What lines in the entries below contain the word "github"? Copy all of them.

[Input records — start]

PR #210, opened 2020-03-25
internationalize number display

### LINKED ISSUE #198: Internationalize and humanize numbers (at the same time)
# 🙋 Feature Request

Now that the numbers are displayed in a human-readable form, would be nice to also make them internationalized.

## 😯 Describe the feature

It is hard to describe all the requirements specifically, without knowing the languages. This should be covered by a library.

## 💻 Examples

Here is an non-exhaustive list of requirements:
 - [ ] in some locales comma is used instead of the dot as a decimal separator
 - [ ] in some locales thousands (or even tenth of thousands) are space-separated
 - [ ] exponent suffixes "k", "M"  should ideally be translated, (e.g. "k" is "Tnd." in German and "тыс." in Russian)

## 💁 Possible Solution

A mature library should be used. Either D3.js  currently used or number formatting, or react-i18next used for i18n or both.

## Related:

 - This is a continuation of https://github.com/neherlab/covid19_scenarios/issues/158  implemented in https://github.com/neherlab/covid19_scenarios/pull/196 (except for i18n part)
 - https://github.com/neherlab/covid19_scenarios/issues/56

gj262:
## Related issues and PRs

Fixes #198 

## Description

- Always internationalize numbers
- Optionally 'humanize' them
- Keep the total number rounding in the outcomes table when numbers are non humanized

Number display

## Testing

Check numbers on axis and tooltips.

@rcbevans can you check this? Thanks!

### DIFF
--- a/src/components/Main/Results/OutcomeRatesTable.tsx
+++ b/src/components/Main/Results/OutcomeRatesTable.tsx
@@ -10,6 +10,8 @@ import { AlgorithmResult } from '../../../algorithms/types/Result.types'
 
 import { SeverityTableRow } from '../Scenario/SeverityTable'
 
+import { numberFormatter } from '../../../helpers/numberFormat'
+
 export interface TableProps {
   showHumanized?: boolean
   result?: AlgorithmResult
@@ -17,15 +19,15 @@ export interface TableProps {
 }
 
 const percentageFormatter = (v: number) => d3.format('.2f')(v * 100)
-const humanizeFormatter = d3.format('.5s')
-const decimalFormatter = d3.format('d')
 
 export function OutcomeRatesTable({ showHumanized, result, rates }: TableProps) {
-  const { t } = useTranslation()
+  const { t, i18n } = useTranslation()
 
   if (!result || !rates) {
     return null
   }
+
+  const formatNumber = numberFormatter(i18n.language, !!showHumanized, true)
 
   /*
   // FIXME: This looks like a prefix sum. Should we use `Array.reduce()` or a library instead?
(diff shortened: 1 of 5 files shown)


src/helpers/numberFormat.ts
```diff
@@ -0,0 +1,6 @@
+export function numberFormatter(language: string | undefined, humanize: boolean, round: boolean) {
+  return new Intl.NumberFormat(language, {
+    ...(humanize ? { notation: 'compact', compactDisplay: 'short' } : {}),
```
rcbevans: Thanks for tidying this up, was a bit lazy repeating the formatters in the various files.

gj262: Yeah, I was going the lazy route too but Intl.Number... lines are so much longer than d3.format and I had to update the &*(^ typescript definitions so that pushed me to consolidation :)

src/components/Main/Results/OutcomeRatesTable.tsx
```diff
@@ -62,7 +64,7 @@ export function OutcomeRatesTable({ showHumanized, result, rates }: TableProps)
     Math.max(...result.deterministicTrajectory.map((x) => x.critical.total + x.overflow.total)),
   )
 
-  const totalFormatter = (value: number) => (showHumanized ? humanizeFormatter(value) : decimalFormatter(value))
+  const totalFormatter = (value: number) => formatNumber(value)
```
rcbevans: This is causing some substantial inaccuracy of the tabular results.  e.g for US simulation, the total dead is 1.67M, that's being rounded all the way up to 2M.  Would it be better to round to a couple of decimal places?  330k difference is quite big.

rcbevans: One option could be to change the rounding bool, to a number indicating number of decimal places, which would keep the same functionality possible, with more flexibility

gj262: Ikes. Thats not good, I'll re-open the issue. Thanks for spotting it.

PR #213, opened 2020-03-25
do not round outcome rates when compacting them

### LINKED ISSUE #198: Internationalize and humanize numbers (at the same time)

gj262:
## Related issues and PRs

Fix #198 & resolves #210 regression where 1667132.485331003 became 2M.

## Description

Do not round the values in the outcome rates table if they are being displayed in a humanly readable compact form. When the human form causes truncation use 2 fraction digits. e.g. 1667132.485331003 becomes 1.67M for locale "en".

Do round them otherwise.

And always i18n them.

Number display

## Testing

Look at the numbers!

### DIFF
--- a/src/helpers/numberFormat.ts
+++ b/src/helpers/numberFormat.ts
@@ -1,6 +1,6 @@
-export function numberFormatter(language: string | undefined, humanize: boolean, round: boolean) {
+export function numberFormatter(language: string | undefined, compact: boolean, round: boolean) {
   return new Intl.NumberFormat(language, {
-    ...(humanize ? { notation: 'compact', compactDisplay: 'short' } : {}),
+    ...(compact ? { notation: 'compact', compactDisplay: 'short', maximumFractionDigits: 2 } : {}),
     ...(round ? { maximumFractionDigits: 0 } : {}),
   }).format
 }
--- a/src/helpers/numberFormat.ts
+++ b/src/helpers/numberFormat.ts
@@ -1,6 +1,14 @@
-export function numberFormatter(language: string | undefined, compact: boolean, round: boolean) {
-  return new Intl.NumberFormat(language, {
-    ...(compact ? { notation: 'compact', compactDisplay: 'short', maximumFractionDigits: 2 } : {}),
-    ...(round ? { maximumFractionDigits: 0 } : {}),
-  }).format
+import * as d3 from 'd3'
+
+export function numberFormatter(humanize: boolean, round: boolean) {
+  let formatString = ',.2f'
+  if (humanize && round) {
+    throw new Error('not implemented')
+  } else if (humanize) {
+    formatString = ',.3~s'
+  } else if (round) {
+    formatString = ',.0f'
+  }
+
+  return d3.format(formatString)
 }
--- a/src/components/LanguageSwitcher/index.tsx
+++ b/src/components/LanguageSwitcher/index.tsx
@@ -1,6 +1,7 @@
 import React, { useState } from 'react'
 import { Dropdown, DropdownToggle, DropdownMenu, DropdownItem } from 'reactstrap'
 import i18next from 'i18next'
+import * as d3 from 'd3'
 
 import langs, { Lang as LangType } from '../../langs'
 
@@ -46,6 +47,7 @@ export default function LanguageSwitcher() {
               i18next.changeLanguage(langs[key].lang, () => {
                 localStorage.setItem('lang', langs[key].lang)
               })
+              d3.formatDefaultLocale(langs[key].d3Locale)
             }}
           >
             <Lang lang={langs[key]} />
--- a/src/components/LanguageSwitcher/index.tsx
+++ b/src/components/LanguageSwitcher/index.tsx
@@ -2,7 +2,7 @@ import React, { useState } from 'react'
 import { Dropdown, DropdownToggle, DropdownMenu, DropdownItem } from 'reactstrap'
 import i18next from 'i18next'
 
-import langs from '../../langs'
+import langs, { Lang as LangType } from '../../langs'
 
 import './LanguageSwitcher.scss'
 
@@ -24,7 +24,7 @@ export function getCurrentLang(): string {
  * Flag next?
  * @param lang
  */
-function Lang({ lang }: { lang: Lang }) {
+function Lang({ lang }: { lang: LangType }) {
   return <span className="language-switcher-lang">{lang.name}</span>
 }
 
--- a/src/components/Main/Results/AgeBarChart.tsx
+++ b/src/components/Main/Results/AgeBarChart.tsx
@@ -23,13 +23,13 @@ export interface SimProps {
 }
 
 export function AgeBarChart({ showHumanized, data, rates }: SimProps) {
-  const { t: unsafeT, i18n } = useTranslation()
+  const { t: unsafeT } = useTranslation()
 
   if (!data || !rates) {
     return null
   }
 
-  const formatNumber = numberFormatter(i18n.language, !!showHumanized, false)
+  const formatNumber = numberFormatter(!!showHumanized, !showHumanized)
 
   const t = (...args: Parameters<typeof unsafeT>) => {
     const translation = unsafeT(...args)
--- a/src/components/Main/Results/DeterministicLinePlot.tsx
+++ b/src/components/Main/Results/DeterministicLinePlot.tsx
@@ -77,9 +77,9 @@ function legendFormatter(enabledPlots: string[], value: string, entry: any) {
 }
 
 export function DeterministicLinePlot({ data, userResult, logScale, showHumanized, caseCounts }: LinePlotProps) {
-  const { t, i18n } = useTranslation()
+  const { t } = useTranslation()
 
-  const formatNumber = numberFormatter(i18n.language, !!showHumanized, false)
+  const formatNumber = numberFormatter(!!showHumanized, !showHumanized)
 
   const [enabledPlots, setEnabledPlots] = useState(Object.values(DATA_POINTS))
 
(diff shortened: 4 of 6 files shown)


gj262:
Hi @rcbevans can you give this a look when you can? Thanks.

src/helpers/numberFormat.ts
```diff
@@ -1,6 +1,6 @@
-export function numberFormatter(language: string | undefined, humanize: boolean, round: boolean) {
+export function numberFormatter(language: string | undefined, compact: boolean, round: boolean) {
```
rcbevans: Unless people are familiar with the Intl.NumberFormat API they may not know that `compact` corresponds to humanizing the value.

This looks fine though.  I like the flexibility.

rcbevans:
> This actually doesn't look like it's humanizing anymore.

image

gj262:
> This actually doesn't look like it's humanizing anymore.

Hi Rich, I cannot reproduce that problem. I tried changing parameters, using autosave. Do you recall what steps you went through?
Thanks,
-Gavin

rcbevans:
I don't recall doing any steps in particular.  I just opened up the test site (in Firefox), set population scenario to USA and then ran the simulation.

None of the values in results were humanized; toggling the humanize results toggle made no difference.

rcbevans:
For reference, I'm using Firefox 74.0 (64 bit) on MacOS Catalina.  Will try other browsers.

rcbevans:
I see the same in Safari.

gj262:
thanks @rcbevans I see it in FF also. taking a look.

gj262:
So Firefox and Safari do not support Intl.NumberFormat as well as MDN had me believe. So I'm taking a look at the numeral JS lib. As per i18next:

https://www.i18next.com/translation-function/formatting#formatting
http://numeraljs.com/

This should provide internationalization and 'humanization' and I can add some unit tests to make sure :)

ivan-aksamentov:
@rcbevans  @gj262 Thanks for the investigation, folks

gj262:
> http://numeraljs.com/

*sigh* numeralJS blows up if I change locale en->de :(

next up: react-intl

ivan-aksamentov:
@gj262 At some point we used `d3-format`. Looks like it has i18n features. 
https://github.com/d3/d3-format
If nothing else works, do you think this would be suitable?

rcbevans:
Yeah originally I implemented it using d3-format, I just didn't add the internationalization in.  It does support it though.

https://d3-wiki.readthedocs.io/zh_CN/master/Localization/

You just need to call `d3.locale(<Lang>).numberFormat(<formatting>)`. As opposed to `d3.numberFormat(<formatting>)` as I was previously.

gj262:
yeah. I'm looking at that. (react-intl uses Intl.NumberFormat and the polyfills I can find do not support humanizing).

I'm trying to come up with a good way to load d3 locales and match with the language switcher. What I have is using lang.ts:

```
import enLocale from 'd3-format/locale/en-US.json'
import deLocale from 'd3-format/locale/de-DE.json'
...
const langs: { [key: string]: Lang } = {
  en: {
    lang: 'en',
    name: 'english',
    d3Locale: enLocale as FormatLocaleDefinition,
  },
...
```

which is not that elegant IMO.

ivan-aksamentov:
@gj262 are locales large? If it can be async, maybe we could dynamic `import()` and code-split it? Except for English.

gj262:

[Input records — finish]

*Response below*
 - This is a continuation of https://github.com/neherlab/covid19_scenarios/issues/158  implemented in https://github.com/neherlab/covid19_scenarios/pull/196 (except for i18n part)
 - https://github.com/neherlab/covid19_scenarios/issues/56
https://github.com/d3/d3-format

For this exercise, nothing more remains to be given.